> _Material provided_:

PR #1884, opened 2019-05-20
Separate workflow resetor from history replicator

wxing1292:


service/history/historyReplicator.go
```diff
@@ -1102,3 +1094,12 @@ func newRetryTaskErrorWithHint(msg string, domainID string, workflowID string, r
 		NextEventId: common.Int64Ptr(nextEventID),
 	}
 }
+
+func notify(shard ShardContext, historyEngine *historyEngineImpl,
```
longquanzheng: Should we move this to shardContext?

> _Brief_: Give back, unchanged, the line containing "service/history/historyReplicator.go" and each line that comes after it in the entries above, ending with the last.

> _Solution_:
service/history/historyReplicator.go
```diff
@@ -1102,3 +1094,12 @@ func newRetryTaskErrorWithHint(msg string, domainID string, workflowID string, r
 		NextEventId: common.Int64Ptr(nextEventID),
 	}
 }
+
+func notify(shard ShardContext, historyEngine *historyEngineImpl,
```
longquanzheng: Should we move this to shardContext?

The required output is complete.